Health

Rise in reports of polio-like illness being investigated

An increase in reported cases of a rare polio-like illness that mostly affects children is being investigated by Public Health England.

Acute flaccid paralysis (AFP) affects the nervous system, causing one or more of the limbs to become weak or floppy.

PHE said 28 cases had been reported in England. Typically, a "handful" of cases are reported each year.

The disease remains very rare but anyone who develops weakness in any limb should seek medical help, it says.

'Investigating causes'

The majority of cases reported in England have been since September. There has also been a rise in reported cases in the US.

Dr Mary Ramsay, head of immunisations at PHE, said: "AFP is very rare. However, if you or your child develops weakness in any limb, you should seek medical care immediately so that appropriate testing and care can be given.

"We are investigating potential causes and working hard to build better awareness amongst health-care professionals about how to test and manage patients with AFP.

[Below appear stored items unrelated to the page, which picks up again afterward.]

PR #889, opened 2018-12-10
Remove COLUMNS/LINES workaround

GMTA:
Originally introduced by 6e53837d3 and other commits; this workaround is no
longer necessary since the bug in Docker was squashed:

https://github.com/moby/moby/issues/35407

### DIFF
--- a/bin/fin
+++ b/bin/fin
@@ -4624,14 +4624,13 @@ _exec ()
 
 	# Enter project containers
 	# Use the docker user in cli (-u docker) instead of root (default user).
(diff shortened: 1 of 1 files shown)


achekulaev:
We would need to thoroughly check this first

achekulaev:
I am inclined not to do this change basing on this comment: https://github.com/moby/moby/pull/37172#issuecomment-406844485

Looks like there are still cases when it is still beneficial to have those variables.

cc @lmakarov @sean-e-dietrich

PR #893, opened 2018-12-12
adds Algolia search to documentation

### LINKED ISSUE #809: Algolia search integration for new docs
https://www.algolia.com

shelane:
Closes #809

Additional css was added to keep documentation from bleeding through to the results box and keeping the size and padding of the search box as it was.

### DIFF
--- a/docs/layouts/partials/menu-footer.html
+++ b/docs/layouts/partials/menu-footer.html
@@ -15,6 +15,6 @@
  apiKey: '656714d8c3d5f7138b76633780faf6ba',
  indexName: 'docksal',
  inputSelector: '#search-by',
- debug: true // Set debug to true if you want to inspect the dropdown
+ debug: false // Set debug to true if you want to inspect the dropdown
  });
 </script>
--- a/docs/layouts/partials/menu-footer.html
+++ b/docs/layouts/partials/menu-footer.html
@@ -17,4 +17,15 @@
  inputSelector: '#search-by',
  debug: false // Set debug to true if you want to inspect the dropdown
  });
+ jQuery(document).ready(function() {
+     /*
+      * Prevent left and right arrow keys from engaging previous or next links.
+      */
+     jQuery('input').keydown(function (e) {
+         // left and right arrow keys
+         if (e.which == '37' || e.which == '39') {
+             e.stopPropagation();
+         }
+     });
+ });
 </script>
--- a/docs/layouts/partials/menu-footer.html
+++ b/docs/layouts/partials/menu-footer.html
@@ -9,3 +9,12 @@
 </div>
 <!-- Place this tag in your head or just before your close body tag. -->
 <script async defer src="https://buttons.github.io/buttons.js"></script>
+<script type="text/javascript" src="https://cdn.jsdelivr.net/npm/docsearch.js@2/dist/cdn/docsearch.min.js"></script>
+<script type="text/javascript">
+ docsearch({
+ apiKey: '656714d8c3d5f7138b76633780faf6ba',
+ indexName: 'docksal',
+ inputSelector: '#search-by',
+ debug: true // Set debug to true if you want to inspect the dropdown
+ });
+</script>
--- a/docs/layouts/partials/custom-header.html
+++ b/docs/layouts/partials/custom-header.html
@@ -1,1 +1,2 @@
 {{ partial "google-tag-manager.html" . }}
+<link rel="stylesheet" href="https://cdn.jsdelivr.net/npm/docsearch.js@2/dist/cdn/docsearch.min.css" />
--- a/docs/layouts/partials/search.html
+++ b/docs/layouts/partials/search.html
@@ -1,4 +1,4 @@
-<div class="searchbox">
+<div class="searchboxed">
     <label for="search-by"><i class="fas fa-search"></i></label>
     <input data-search-input id="search-by" type="text" placeholder="{{T "Search-placeholder"}}">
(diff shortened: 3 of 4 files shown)


achekulaev:
We'll need to wait for Leonid to come back from vacation and take a look.

sean-e-dietrich:
I just tested this out on the following URL https://deploy-preview-893--docs-docksal-io.netlify.com/

screen shot 2018-12-12 at 8 02 51 am

Seems like as you are typing the old search also runs with Algolia. Not sure if we can turn that off.

shelane:
Hmmm. I didn’t see that in my tests. We can hide it with css if we can’t turn the js off.

docs/layouts/partials/menu-footer.html
```diff
@@ -9,3 +9,12 @@
 </div>
 <!-- Place this tag in your head or just before your close body tag. -->
 <script async defer src="https://buttons.github.io/buttons.js"></script>
+<script type="text/javascript" src="https://cdn.jsdelivr.net/npm/docsearch.js@2/dist/cdn/docsearch.min.js"></script>
+<script type="text/javascript">
+ docsearch({
+ apiKey: '656714d8c3d5f7138b76633780faf6ba',
+ indexName: 'docksal',
+ inputSelector: '#search-by',
+ debug: true // Set debug to true if you want to inspect the dropdown
```
achekulaev: should it be set to false?

docs/layouts/partials/menu-footer.html
```diff
@@ -9,3 +9,12 @@
...
+ });
+</script>
```
achekulaev: newline missing

shelane: True. And the debug needs to be set back to false. Will do.

shelane: False is the default and I forgot that I had set it to true when trying to get the search results box to appear above the text of the documentation.

lmakarov:
There is something wrong with styles and/or index:

image

shelane:
@lmakarov Is there a good comparison site where I can see a working version that you know of?

lmakarov:
Not sure about good, but here are all of them:
https://github.com/algolia/docsearch-configs/tree/master/configs

Note: we can submit a PR to have our config updated if necessary:
https://github.com/algolia/docsearch-configs/blob/master/configs/docksal.json

shelane:
I took a look at [this site](https://djrad.herokuapp.com/) to see how the search is working. That seems what it should be. 
https://github.com/algolia/docsearch-configs/blob/master/configs/djrad.json

Is it something about the selectors in the docksal.json file? I was trying to find more documentation, but I only seem to find docs related to custom search versus this method.

shelane:
Here is the [relevant documentation](https://community.algolia.com/docsearch/config-file.html).

I know know if this has anything to do with the current problem or not, but still doesn't seem right:
```
"lvl0": {
      "selector": ".links > a:nth-child(2)",
      "global": true,
      "default_value": "Documentation"
},
```

And then lvl1 one is:
```
"lvl1": "#body-inner h1",
```

I think lvl1 needs to be moved to lvl0 and the rest moved up. Thoughts?

lmakarov:
@shelane Unfortunately, I cannot help much with the front-end stuff. We can try your suggestion and submit a PR. There is no staging with DocSearch, so I guess, all changes just go live once merged.

Note: if DocSearch integration is difficult to manage and becomes a burden, we could still go with a custom Algolia integration and manage the whole thing ourselves. It will be more work, but also give us more control and flexibility. Thoughts?

shelane:
Since we don't have a "production" version yet, I don't think it will hurt us to experiment. Let's try the PR first:
```
"selectors": {
    "lvl0": {
      "selector": "#body-inner h1",
      "global": true,
      "default_value": "Documentation"
    },
    "lvl1": "#body-inner h2",
    "lvl2": "#body-inner h3",
    "lvl3": "#body-inner h4",
    "lvl4": "#body-inner h5",
    "lvl5": "#body-inner h6",
    "text": "#body-inner p, #body-inner li"
},
```

shelane:
@lmakarov Found the conflict: Hugo learn theme defines a div with a class `searchbox` that surrounds the `#search-by` input. Algolia search uses the same class to define styles. Attempting to move the Algolia search css to the top and then resetting wasn't sufficient.

The solution:
To not conflict with the theme search, I had to create a partial layout for the search anyway to exclude the javascript of the theme search. So, I renamed the class to `searchboxed` and included the theme styles into the `theme-docksal.css` files. Now there is no conflict and it is behaving properly.

lmakarov:
@shelane thanks! Definitely looks much better now 👍 

Though, I noticed another problem with the search integration and the Learn theme. Apparently, you can use left/right keys to iterate through the documentation pages. This needs to be disabled when focus is on the search box input as this results in unexpected page reloads when you try to edit the text in the search box (moving the cursor left/right).

shelane:
Hmmm. That's interesting behavior. I'll take a look at that.

shelane:
Apparently this is not a conflict between Algolia and the Learn theme. This behavior exists in the Learn theme all by itself. If you check [the current docs site](https://docs.docksal.io), you will see the same problem. I am trying to see where this functionality is originating and how we might override that.

shelane:
I have added a jQuery function to prevent this unwanted functionality for input boxes and submitted an issue with the hugo-theme-learn repo. https://github.com/matcornic/hugo-theme-learn/issues/216

lmakarov:
Thanks! The new Algolia search widget looks and works great 🎉

PR #894, opened 2018-12-12
Support default Ed25519 SSH key

GMTA:
When using `ssh-keygen -t ed25519`, a file on the path `~/.ssh/id_ed25519` is created by default. This adds support to Docksal for that default key location.


achekulaev:
Thanks!

Issue #657, opened 2018-06-27
Create a check that directory is mapped in Docker


achekulaev:
For various reasons on Mac and Windows local directories may be not mapped to Docker, leading to issues like https://github.com/docksal/docksal/issues/338. 

The output is very confusing to users. They don't know what happens.

Would be valuable to check that directory is mapped inside Docker and provide recommendations for resolution dependent on the platform and vbox/native mode used.

Windows + VBox: possible SMB issues (described in troubleshooting)
Windows + D4W: possible [password change](https://github.com/docksal/docksal/issues/625#issuecomment-400752864).
Mac+VBox: possible NFS daemon or configuration issues
Mac+D4M: check that this folder is shared with Docker in settings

"We are ensuring up-to-date information is available for patients and their families who may be affected."

Certain viruses are known to cause AFP, including polioviruses and non-polio enteroviruses.

Enteroviruses commonly cause mild infections with a range of symptoms, including colds, coughs and diarrhoea.

Such illnesses from viral infections are common, especially in children, and most people recover.

A type of enterovirus called EV-D68 and other viruses have been detected in several cases of AFP so far in 2018.

But PHE stresses that the risk of developing neurological symptoms due to a viral infection is extremely low.

AFP can be difficult to diagnose.

Doctors will typically examine a patient's nervous system and look at images of the spinal cord and brain.

They can also test the fluid around the brain and spinal cord and may check the nervous system conduction.

Doctors should report any suspected cases of AFP to Public Health England and samples should be sent to specialist labs for additional testing.